[Excerpts from a dataset]
Issue #1746, opened 2026-09-07
iaas: stackit_server panics when GetServer fails during update


devpie:
## Description

`stackit_server` crashes the provider process when the `GetServer` call at the start of `Update`
fails. The error is logged and execution continues with a `server` that is nil on that path, and a
few lines further down that value is dereferenced.

`stackit/internal/services/iaas/server/resource.go`, `main` @ a7d114b2:

```go
// :825
if server, err = r.client.DefaultAPI.GetServer(ctx, projectId, region, serverId).Execute(); err != nil {
	core.LogAndAddError(ctx, &resp.Diagnostics, "Error retrieving server state", fmt.Sprintf("Getting server state: %v", err))
}   // no return

// :840
if err := updateServerStatus(ctx, r.client.DefaultAPI, server.Status, &model, region); err != nil {
```

Any failing `GetServer` reaches this — a 500, a timeout, a transient network error. The operator
gets a plugin crash instead of the "Error retrieving server state" diagnostic that was just
recorded.

The identical missing `return` sits at `:577` in the create path. There it is caught by accident:
`mapFields` rejects a nil response at `:949` and the caller returns at `:583-585`. The visible
effect is only a misleading diagnostic — `Processing API payload: response input is nil` instead of
the call that actually failed.

## Steps to reproduce

The configuration is unremarkable; any `stackit_server` that is updated while the API is briefly
unavailable will do:

```terraform
resource "stackit_server" "example" {
  project_id   = var.project_id
  name         = "example"
  machine_type = "g1.1"
  boot_volume = {
    size        = 32
    source_type = "image"
    source_id   = var.image_id
  }
  network_interfaces = [var.nic_id]
}
```

1. `terraform apply` to create the server.
2. Change `name` (or any attribute handled by `Update`).
3. `terraform apply` again while `GET /v2/projects/{p}/regions/{r}/servers/{id}` answers `500`.

The create path can be driven deterministically with a mock server; a test for it is in the PR
below and fails without the fix.

## Actual behavior

The provider panics with a nil pointer dereference at `resource.go:840` and Terraform reports that
the plugin crashed, discarding the diagnostic the provider had already added.

## Expected behavior

`Update` returns after adding the diagnostic, so the operator sees "Error retrieving server state"
and the reason.

## Environment
 - OS: macOS 15 (darwin/arm64)
 - Terraform version: not version-specific
 - Version of the STACKIT Terraform provider: `main` @ a7d114b2

[...]

Issue #1743, opened 2026-09-04
sfs: provider panics with a nil pointer dereference when the API returns an undecodable response


devpie:
## Description

The SFS resources and data sources crash the provider process with a nil pointer dereference when an API call
returns a response that the SDK decodes to `nil`. Terraform reports it as `The plugin encountered an error, and
failed to respond to the plugin6.(*GRPCProvider).ReadResource call`, so the operator gets a plugin crash instead of
a diagnostic.

Two routes lead to a nil response, neither of which requires anything unusual from the SFS API:

**1. A 2xx answer with an empty body.** The generated SDK decoder returns early for an empty body
([`v1api/client.go`](https://github.com/stackitcloud/stackit-sdk-go/blob/services/sfs/v0.11.1/services/sfs/v1api/client.go)):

Exercise goal =>
Each line in the data is to be written out precisely.

Written answer =>
Issue #1746, opened 2026-09-07
iaas: stackit_server panics when GetServer fails during update


devpie:
## Description

`stackit_server` crashes the provider process when the `GetServer` call at the start of `Update`
fails. The error is logged and execution continues with a `server` that is nil on that path, and a
few lines further down that value is dereferenced.

`stackit/internal/services/iaas/server/resource.go`, `main` @ a7d114b2:

```go
// :825
if server, err = r.client.DefaultAPI.GetServer(ctx, projectId, region, serverId).Execute(); err != nil {
	core.LogAndAddError(ctx, &resp.Diagnostics, "Error retrieving server state", fmt.Sprintf("Getting server state: %v", err))
}   // no return

// :840
if err := updateServerStatus(ctx, r.client.DefaultAPI, server.Status, &model, region); err != nil {
```

Any failing `GetServer` reaches this — a 500, a timeout, a transient network error. The operator
gets a plugin crash instead of the "Error retrieving server state" diagnostic that was just
recorded.

The identical missing `return` sits at `:577` in the create path. There it is caught by accident:
`mapFields` rejects a nil response at `:949` and the caller returns at `:583-585`. The visible
effect is only a misleading diagnostic — `Processing API payload: response input is nil` instead of
the call that actually failed.

## Steps to reproduce

The configuration is unremarkable; any `stackit_server` that is updated while the API is briefly
unavailable will do:

```terraform
resource "stackit_server" "example" {
  project_id   = var.project_id
  name         = "example"
  machine_type = "g1.1"
  boot_volume = {
    size        = 32
    source_type = "image"
    source_id   = var.image_id
  }
  network_interfaces = [var.nic_id]
}
```

1. `terraform apply` to create the server.
2. Change `name` (or any attribute handled by `Update`).
3. `terraform apply` again while `GET /v2/projects/{p}/regions/{r}/servers/{id}` answers `500`.

The create path can be driven deterministically with a mock server; a test for it is in the PR
below and fails without the fix.

## Actual behavior

The provider panics with a nil pointer dereference at `resource.go:840` and Terraform reports that
the plugin crashed, discarding the diagnostic the provider had already added.

## Expected behavior

`Update` returns after adding the diagnostic, so the operator sees "Error retrieving server state"
and the reason.

## Environment
 - OS: macOS 15 (darwin/arm64)
 - Terraform version: not version-specific
 - Version of the STACKIT Terraform provider: `main` @ a7d114b2

[...]

Issue #1743, opened 2026-09-04
sfs: provider panics with a nil pointer dereference when the API returns an undecodable response


devpie:
## Description

The SFS resources and data sources crash the provider process with a nil pointer dereference when an API call
returns a response that the SDK decodes to `nil`. Terraform reports it as `The plugin encountered an error, and
failed to respond to the plugin6.(*GRPCProvider).ReadResource call`, so the operator gets a plugin crash instead of
a diagnostic.

Two routes lead to a nil response, neither of which requires anything unusual from the SFS API:

**1. A 2xx answer with an empty body.** The generated SDK decoder returns early for an empty body
([`v1api/client.go`](https://github.com/stackitcloud/stackit-sdk-go/blob/services/sfs/v0.11.1/services/sfs/v1api/client.go)):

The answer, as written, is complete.